Stored items:

Issue #3554, opened 2018-01-15
Gas planet descriptions on galaxy map


Tadrix:
It would be nice if descriptions for Nasqueron and Slylandero in Nenia system after landing on them could be read even when player's flagship isn't a Gascraft. They still could be grey (indicating that no landing is possible), but would be selectable (the purpose of this being the same as for other planets with readable descriptions).

Zitchas:
This is kind of an old issue, but it is increasingly relevant with the larger number of missions in Remnant space using gas giant planets, and in particular having an inhabited gas giant.

Amazinite:
This could potentially be achieved using #11318. The knowledge of whether a planet is landable (and therefore whether you could see it on the map) could be controlled by a node that checks whether your flagship has the gaslining attribute, or if you'd visited the planet before.

PR #3563, opened 2018-01-16
Allow selection of inaccessible planets in the map panel if the player has visited them

Hadron1776:
Refs #3554 

This PR will allow a player to read the descriptions of Nenia's gas giants once he has visited them.

### DIFF
--- a/source/MapDetailPanel.cpp
+++ b/source/MapDetailPanel.cpp
@@ -442,7 +442,8 @@ void MapDetailPanel::DrawInfo()
 				// The same "planet" may appear multiple times in one system,
 				// providing multiple landing and departure points (e.g. ringworlds).
 				const Planet *planet = object.GetPlanet();
-				if(planet->IsWormhole() || shown.count(planet))
+				if(planet->IsWormhole() || shown.count(planet) 
+					|| !(planet->IsAccessible(player.Flagship()) || player.HasVisited(planet)))
 					continue;
 				shown.insert(planet);
 				
@@ -481,7 +482,7 @@ void MapDetailPanel::DrawInfo()
 				
 				bool hasVisited = player.HasVisited(planet);
 				bool isAccessible = planet->IsAccessible(player.Flagship());
-				font.Draw(!isAccessible ? "(Inaccessible)" : hasVisited ? "(has been visited)" : "(not yet visited)",
+				font.Draw(!isAccessible ? "(inaccessible)" : hasVisited ? "(has been visited)" : "(not yet visited)",
 					uiPoint + Point(-70., 28.),
 					isAccessible ? dim : medium);
 				if(commodity == SHOW_VISITED)
--- a/source/MapDetailPanel.cpp
+++ b/source/MapDetailPanel.cpp
@@ -255,7 +255,7 @@ bool MapDetailPanel::Click(int x, int y, int clicks)
 				selectedPlanet = it.first;
 			}
 		}
-		if(selectedPlanet && player.Flagship())
+		if(selectedPlanet && player.Flagship() && selectedPlanet->IsAccessible(player.Flagship()))
 			player.SetTravelDestination(selectedPlanet);
 		
 		return true;
--- a/source/MapDetailPanel.cpp
+++ b/source/MapDetailPanel.cpp
@@ -630,7 +630,7 @@ void MapDetailPanel::DrawOrbits()
 			continue;
 		
 		Point pos = orbitCenter + object.Position() * scale;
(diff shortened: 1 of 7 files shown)


Hadron1776:
Because being able to select inaccessible planets implies one has visited them, I just put the indication where it indicates whether a planet has been visited.

source/MapDetailPanel.cpp
```diff
@@ -442,7 +442,7 @@ void MapDetailPanel::DrawInfo()
 				// The same "planet" may appear multiple times in one system,
 				// providing multiple landing and departure points (e.g. ringworlds).
 				const Planet *planet = object.GetPlanet();
-				if(planet->IsWormhole() || !planet->IsAccessible(player.Flagship()) || shown.count(planet))
+				if(planet->IsWormhole() || shown.count(planet))
```
tehhowch: You probably need to gate accessibility on having visited it here - otherwise the player is told "hey, look, planet! (but you can't go there!)" before visiting it.

source/MapDetailPanel.cpp
```diff
@@ -480,9 +480,10 @@ void MapDetailPanel::DrawInfo()
 						10., 10., 0., medium);
 				
 				bool hasVisited = player.HasVisited(planet);
-				font.Draw(hasVisited ? "(has been visited)" : "(not yet visited)",
+				bool isAccessible = planet->IsAccessible(player.Flagship());
```
tehhowch: With the above change (only showing inaccessible planets in DrawInfo if you've visited them) this is fine, since you're guaranteed to have visited it.
If the above change is not done (DrawInfo for inaccessible planets without having visited) then this should probably be conditional on having visited the planet: ` hasVisited && planet->IsAccessible(player.Flagship());`

source/MapDetailPanel.cpp
```diff
@@ -480,9 +480,10 @@ void MapDetailPanel::DrawInfo()
...
+				font.Draw(!isAccessible ? "(Inaccessible)" : hasVisited ? "(has been visited)" : "(not yet visited)",
```
tehhowch: `I` -> `i` to match case with the other phrases.

source/MapDetailPanel.cpp
Hadron1776: I'm not sure I should draw info for inaccessible planets the player hasn't visited, considering you can't select them.

endless-sky:
The trouble with this is that the only way the map communicates planet accessibility is by whether the planet is shown as a planet in the orbits or not. So now, you're making a planet look accessible when it's not, just for the sake of letting the player view descriptions. That doesn't seem like a worthwhile tradeoff.

Tadrix:
@endless-sky AFAIK the map shows planets you can land on in blue, dominated planets in green, hostile planets in orange (they turn blue if bribed or if player has clearance) and inaccessible planets in grey.

Descriptions are shown for visited planets.

Therefore it seems consequential that currently inaccessible gas giants would have visible descriptions but be shown in grey color.

Amazinite:
>Therefore it seems consequential that currently inaccessible gas giants would have visible descriptions but be shown in grey color.

Then what is the distinction between a planet that can never be landed on and a planet that is only inaccessible because you don't have the proper attribute?

Tadrix:
Agreed. Then how about coloring visited planets which are currently inaccessible in bright grey, instead of medium grey (which indicates permanently inaccessible planets)?

source/StellarObject.h
```diff
@@ -14,6 +14,7 @@ PARTICULAR PURPOSE.  See the GNU General Public License for more details.
 #define STELLAR_OBJECT_H_
 
 #include "Body.h"
+#include "PlayerInfo.h"
```
tehhowch: This should be a forward declaration and not an include, since the class is simply "mentioned" in its interface, rather than kept in an object. The implementation, then, would need the `#include`, since it is accessing properties of the class.

(`#include`ing it in the header means whenever the PlayerInfo interface changes, any compilation unit that includes the StellarObject header will also need to be recompiled, while having it as a forward declaration would not, since the StellarObject header is basically telling units that include it, "I consume this PlayerInfo thing, but you don't need to worry about how I do that")

warp-core:
@Hadron1776 could you bring this up to date? I'd like to test it but it's pretty far behind, even using the old CodeBlocks project structure.

warp-core (commented):
I have no issues with this. Just needs to be brought up to date and the conflicts resolved.

Amazinite:

TomGoodIdea:
Superseded by #11318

- _Aim of the exercise_
Please repeat every record above word for word.

- _Solution to this problem_
Issue #3554, opened 2018-01-15
Gas planet descriptions on galaxy map


Tadrix:
It would be nice if descriptions for Nasqueron and Slylandero in Nenia system after landing on them could be read even when player's flagship isn't a Gascraft. They still could be grey (indicating that no landing is possible), but would be selectable (the purpose of this being the same as for other planets with readable descriptions).

Zitchas:
This is kind of an old issue, but it is increasingly relevant with the larger number of missions in Remnant space using gas giant planets, and in particular having an inhabited gas giant.

Amazinite:
This could potentially be achieved using #11318. The knowledge of whether a planet is landable (and therefore whether you could see it on the map) could be controlled by a node that checks whether your flagship has the gaslining attribute, or if you'd visited the planet before.

PR #3563, opened 2018-01-16
Allow selection of inaccessible planets in the map panel if the player has visited them

Hadron1776:
Refs #3554 

This PR will allow a player to read the descriptions of Nenia's gas giants once he has visited them.

### DIFF
--- a/source/MapDetailPanel.cpp
+++ b/source/MapDetailPanel.cpp
@@ -442,7 +442,8 @@ void MapDetailPanel::DrawInfo()
 				// The same "planet" may appear multiple times in one system,
 				// providing multiple landing and departure points (e.g. ringworlds).
 				const Planet *planet = object.GetPlanet();
-				if(planet->IsWormhole() || shown.count(planet))
+				if(planet->IsWormhole() || shown.count(planet) 
+					|| !(planet->IsAccessible(player.Flagship()) || player.HasVisited(planet)))
 					continue;
 				shown.insert(planet);
 				
@@ -481,7 +482,7 @@ void MapDetailPanel::DrawInfo()
 				
 				bool hasVisited = player.HasVisited(planet);
 				bool isAccessible = planet->IsAccessible(player.Flagship());
-				font.Draw(!isAccessible ? "(Inaccessible)" : hasVisited ? "(has been visited)" : "(not yet visited)",
+				font.Draw(!isAccessible ? "(inaccessible)" : hasVisited ? "(has been visited)" : "(not yet visited)",
 					uiPoint + Point(-70., 28.),
 					isAccessible ? dim : medium);
 				if(commodity == SHOW_VISITED)
--- a/source/MapDetailPanel.cpp
+++ b/source/MapDetailPanel.cpp
@@ -255,7 +255,7 @@ bool MapDetailPanel::Click(int x, int y, int clicks)
 				selectedPlanet = it.first;
 			}
 		}
-		if(selectedPlanet && player.Flagship())
+		if(selectedPlanet && player.Flagship() && selectedPlanet->IsAccessible(player.Flagship()))
 			player.SetTravelDestination(selectedPlanet);
 		
 		return true;
--- a/source/MapDetailPanel.cpp
+++ b/source/MapDetailPanel.cpp
@@ -630,7 +630,7 @@ void MapDetailPanel::DrawOrbits()
 			continue;
 		
 		Point pos = orbitCenter + object.Position() * scale;
(diff shortened: 1 of 7 files shown)


Hadron1776:
Because being able to select inaccessible planets implies one has visited them, I just put the indication where it indicates whether a planet has been visited.

source/MapDetailPanel.cpp
```diff
@@ -442,7 +442,7 @@ void MapDetailPanel::DrawInfo()
 				// The same "planet" may appear multiple times in one system,
 				// providing multiple landing and departure points (e.g. ringworlds).
 				const Planet *planet = object.GetPlanet();
-				if(planet->IsWormhole() || !planet->IsAccessible(player.Flagship()) || shown.count(planet))
+				if(planet->IsWormhole() || shown.count(planet))
```
tehhowch: You probably need to gate accessibility on having visited it here - otherwise the player is told "hey, look, planet! (but you can't go there!)" before visiting it.

source/MapDetailPanel.cpp
```diff
@@ -480,9 +480,10 @@ void MapDetailPanel::DrawInfo()
 						10., 10., 0., medium);
 				
 				bool hasVisited = player.HasVisited(planet);
-				font.Draw(hasVisited ? "(has been visited)" : "(not yet visited)",
+				bool isAccessible = planet->IsAccessible(player.Flagship());
```
tehhowch: With the above change (only showing inaccessible planets in DrawInfo if you've visited them) this is fine, since you're guaranteed to have visited it.
If the above change is not done (DrawInfo for inaccessible planets without having visited) then this should probably be conditional on having visited the planet: ` hasVisited && planet->IsAccessible(player.Flagship());`

source/MapDetailPanel.cpp
```diff
@@ -480,9 +480,10 @@ void MapDetailPanel::DrawInfo()
...
+				font.Draw(!isAccessible ? "(Inaccessible)" : hasVisited ? "(has been visited)" : "(not yet visited)",
```
tehhowch: `I` -> `i` to match case with the other phrases.

source/MapDetailPanel.cpp
Hadron1776: I'm not sure I should draw info for inaccessible planets the player hasn't visited, considering you can't select them.

endless-sky:
The trouble with this is that the only way the map communicates planet accessibility is by whether the planet is shown as a planet in the orbits or not. So now, you're making a planet look accessible when it's not, just for the sake of letting the player view descriptions. That doesn't seem like a worthwhile tradeoff.

Tadrix:
@endless-sky AFAIK the map shows planets you can land on in blue, dominated planets in green, hostile planets in orange (they turn blue if bribed or if player has clearance) and inaccessible planets in grey.

Descriptions are shown for visited planets.

Therefore it seems consequential that currently inaccessible gas giants would have visible descriptions but be shown in grey color.

Amazinite:
>Therefore it seems consequential that currently inaccessible gas giants would have visible descriptions but be shown in grey color.

Then what is the distinction between a planet that can never be landed on and a planet that is only inaccessible because you don't have the proper attribute?

Tadrix:
Agreed. Then how about coloring visited planets which are currently inaccessible in bright grey, instead of medium grey (which indicates permanently inaccessible planets)?

source/StellarObject.h
```diff
@@ -14,6 +14,7 @@ PARTICULAR PURPOSE.  See the GNU General Public License for more details.
 #define STELLAR_OBJECT_H_
 
 #include "Body.h"
+#include "PlayerInfo.h"
```
tehhowch: This should be a forward declaration and not an include, since the class is simply "mentioned" in its interface, rather than kept in an object. The implementation, then, would need the `#include`, since it is accessing properties of the class.

(`#include`ing it in the header means whenever the PlayerInfo interface changes, any compilation unit that includes the StellarObject header will also need to be recompiled, while having it as a forward declaration would not, since the StellarObject header is basically telling units that include it, "I consume this PlayerInfo thing, but you don't need to worry about how I do that")

warp-core:
@Hadron1776 could you bring this up to date? I'd like to test it but it's pretty far behind, even using the old CodeBlocks project structure.

warp-core (commented):
I have no issues with this. Just needs to be brought up to date and the conflicts resolved.

Amazinite:

TomGoodIdea:
Superseded by #11318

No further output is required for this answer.